__Task objective__.
The entries shown next need to be written again word for word.

Saved entries:
PR #2034, opened 2025-05-20
:art: [maykinmedia/open-api-framework#133] Refactor code with ruff

danielmursa-dev:
Fixes #[maykinmedia/open-api-framework#133]

Workflow: https://github.com/maykinmedia/open-api-workflows/pull/23

- [x] Install `ruff` and uninstall `black`, `isort`, `flake8`
- [ ] Update `code-quality` workflow version
- [x] Format code after ruff checks
- [x] Update README, index.rst
- [x] Set `pre-commit` and update docs
- [x] Add `.git-blame-ignore-revs`


bin/check_spdx.py
```diff
@@ -62,11 +60,18 @@ def main(src):
         sys.exit(1)
 
 
-def get_files_in_dir(path: Path, root: Path, gitignore: PathSpec) -> List[Path]:
-    assert root.is_absolute(), f"INTERNAL ERROR: `root` must be absolute but is {root}"
+def get_gitignore_files():
+    command = ["git", "ls-files", "--others", "--ignored", "--exclude-standard"]
+    result = subprocess.run(command, capture_output=True, text=True, check=True)
+    return [line for line in result.stdout.strip().split("\n") if line]
```
stevenbal, line 66: Have you verified that the script works? I'm trying to run it locally but it takes really long to complete, possibly because it's loading all files that are ignored by git into a list.

I think you could call `get_gitignore` once (outside of `get_files_in_dir`) to read the glob patterns into a list and then use something like `pathlib.Path.match` to check if a path matches

stevenbal (changes requested):
Looks good overall :+1:

bin/check_spdx.py
```diff
@@ -62,11 +62,18 @@ def main(src):
...
+
+
+def get_files_in_dir(path: Path, root: Path, gitignore_files: List[str]) -> List[Path]:
```
stevenbal, line 71: The return type is incorrect I think, it should be a Generator
afbeelding

stevenbal (approved):
Typing error, but good otherwise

__Written solution__.
PR #2034, opened 2025-05-20
:art: [maykinmedia/open-api-framework#133] Refactor code with ruff

danielmursa-dev:
Fixes #[maykinmedia/open-api-framework#133]

Workflow: https://github.com/maykinmedia/open-api-workflows/pull/23

- [x] Install `ruff` and uninstall `black`, `isort`, `flake8`
- [ ] Update `code-quality` workflow version
- [x] Format code after ruff checks
- [x] Update README, index.rst
- [x] Set `pre-commit` and update docs
- [x] Add `.git-blame-ignore-revs`


bin/check_spdx.py
```diff
@@ -62,11 +60,18 @@ def main(src):
         sys.exit(1)
 
 
-def get_files_in_dir(path: Path, root: Path, gitignore: PathSpec) -> List[Path]:
-    assert root.is_absolute(), f"INTERNAL ERROR: `root` must be absolute but is {root}"
+def get_gitignore_files():
+    command = ["git", "ls-files", "--others", "--ignored", "--exclude-standard"]
+    result = subprocess.run(command, capture_output=True, text=True, check=True)
+    return [line for line in result.stdout.strip().split("\n") if line]
```
stevenbal, line 66: Have you verified that the script works? I'm trying to run it locally but it takes really long to complete, possibly because it's loading all files that are ignored by git into a list.

I think you could call `get_gitignore` once (outside of `get_files_in_dir`) to read the glob patterns into a list and then use something like `pathlib.Path.match` to check if a path matches

stevenbal (changes requested):
Looks good overall :+1:

bin/check_spdx.py
```diff
@@ -62,11 +62,18 @@ def main(src):
...
+
+
+def get_files_in_dir(path: Path, root: Path, gitignore_files: List[str]) -> List[Path]:
```
stevenbal, line 71: The return type is incorrect I think, it should be a Generator
afbeelding

stevenbal (approved):
Typing error, but good otherwise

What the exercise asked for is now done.